++++ Records for this exercise ++++

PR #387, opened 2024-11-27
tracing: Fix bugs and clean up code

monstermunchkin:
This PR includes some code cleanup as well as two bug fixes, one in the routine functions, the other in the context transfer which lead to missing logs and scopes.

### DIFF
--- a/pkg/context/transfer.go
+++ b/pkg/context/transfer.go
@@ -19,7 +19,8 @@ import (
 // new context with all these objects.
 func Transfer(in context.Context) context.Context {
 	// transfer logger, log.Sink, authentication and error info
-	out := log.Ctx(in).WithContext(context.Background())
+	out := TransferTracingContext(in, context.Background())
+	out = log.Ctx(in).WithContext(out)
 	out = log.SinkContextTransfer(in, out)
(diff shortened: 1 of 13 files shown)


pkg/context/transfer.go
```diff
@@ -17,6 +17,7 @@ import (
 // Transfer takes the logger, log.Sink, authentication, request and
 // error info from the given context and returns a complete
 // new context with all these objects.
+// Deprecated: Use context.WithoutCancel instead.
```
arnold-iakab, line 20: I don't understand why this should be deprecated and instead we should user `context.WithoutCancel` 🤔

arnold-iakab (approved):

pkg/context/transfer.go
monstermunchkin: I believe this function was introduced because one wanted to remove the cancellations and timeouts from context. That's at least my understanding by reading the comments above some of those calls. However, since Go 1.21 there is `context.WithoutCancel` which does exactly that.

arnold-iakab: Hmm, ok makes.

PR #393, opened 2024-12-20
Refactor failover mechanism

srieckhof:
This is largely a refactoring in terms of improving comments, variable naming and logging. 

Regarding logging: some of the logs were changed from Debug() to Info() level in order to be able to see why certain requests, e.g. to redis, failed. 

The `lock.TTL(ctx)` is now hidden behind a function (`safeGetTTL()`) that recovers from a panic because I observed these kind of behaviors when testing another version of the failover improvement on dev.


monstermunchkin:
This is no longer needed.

++++

### Task to complete
The exact lines from the one containing "This is largely" through the end of the listing above are the expected output; include nothing else.

### Output of the task
This is largely a refactoring in terms of improving comments, variable naming and logging. 

Regarding logging: some of the logs were changed from Debug() to Info() level in order to be able to see why certain requests, e.g. to redis, failed. 

The `lock.TTL(ctx)` is now hidden behind a function (`safeGetTTL()`) that recovers from a panic because I observed these kind of behaviors when testing another version of the failover improvement on dev.


monstermunchkin:
This is no longer needed.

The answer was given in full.